[Stored data]
Issue #1371, opened 2023-03-21
Show GIS analysis data


MarsRomer:
As an analyst
I want to be able to see the GIS analysis data
So that when I am doing a tech assessment I have the facts I need

# Acceptance Criteria:

## GIS assessment page

**Screen**
![image.png](https://images.zenhubusercontent.com/61ae5dab07758299775d9d78/0de483a2-f99d-41c5-b979-1f678b8ac79e)
[**Wireframe**](https://www.figma.com/file/nhOquOVmWD1P3BxEY0KIh5/CCBC-Intake?node-id=10966-96261&t=8WfWl8r66JdO9RT4-4)

- [x] Displays data that was input during JSON input in the GIS analysis row - 2 decimal places
- [x] The line under the column headers has breaks in it, include these breaks
- [x] Displays data from the application in the In application row - 2 decimal places
- [x] GIS analysis last updated date & time are set to the Created/Updated at of JSON upload - Pacific Time - ONLY IF the numbers for the GIS analysis were updated for this application
- [x] Input box only allows numbers including 2 decimal places
- [x] Input box auto-saves same time after keystroke as on applicant side (250ms debounce?)
- [x] auto-save notification appears to the right of the input box. [Saving spinner change to check mark](https://www.codingnepalweb.com/circle-loader-with-check-mark-animation/)
![Screen Shot 2023-04-10 at 11.53.28 AM.png](https://images.zenhubusercontent.com/61ae5dab07758299775d9d78/6803138a-a3e0-4db2-9500-667a315cdd97)
![Screen Shot 2023-04-10 at 12.00.35 PM.png](https://images.zenhubusercontent.com/61ae5dab07758299775d9d78/feb6ad3f-b23a-4287-84d8-d89fca8823a9)
- [x] When "Applicant is contesting the area map" checkbox on eligibility screening page is checked for this application, then the map warning icon is visible beside In application HH count
![Screen Shot 2023-04-10 at 11.57.03 AM.png](https://images.zenhubusercontent.com/61ae5dab07758299775d9d78/96067b1d-7580-4264-9f7e-ec99035d939b)
The icon is actually two icons which are [stacked](https://fontawesome.com/docs/web/style/stack): Bottom is [map](https://fontawesome.com/icons/map?f=classic&s=solid) size `fa-lg` colour #C38A00 and top is [exclamation](https://fontawesome.com/icons/exclamation?f=classic&s=solid) size `fa-sm`
[...]

PR #1511, opened 2023-05-02
fix/gis

marcellmueller:
Adds a couple of fixes for the application gis table that Elliott mentioned [here](https://github.com/bcgov/CONN-CCBC-portal/issues/1371).

- Break between both sides of the Overbuild header (had to do a weird solution due to limited table styling
- Map icon should only appear when the checkbox is checked on the Screening page. 
- Fixed collapsing table cells when they were empty


VB-at-Bis (approved):
Looks good

PR #1519, opened 2023-05-03
fix: separate conditional for gis contesting map and household data

marcellmueller:
Implements # \<issue number\>


rafasdc (approved):
Looks good!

__WHAT IS REQUIRED__: Tell how many lines in the entries contain the string "that", and give nothing beyond the number.

__RESPONSE BELOW__: 3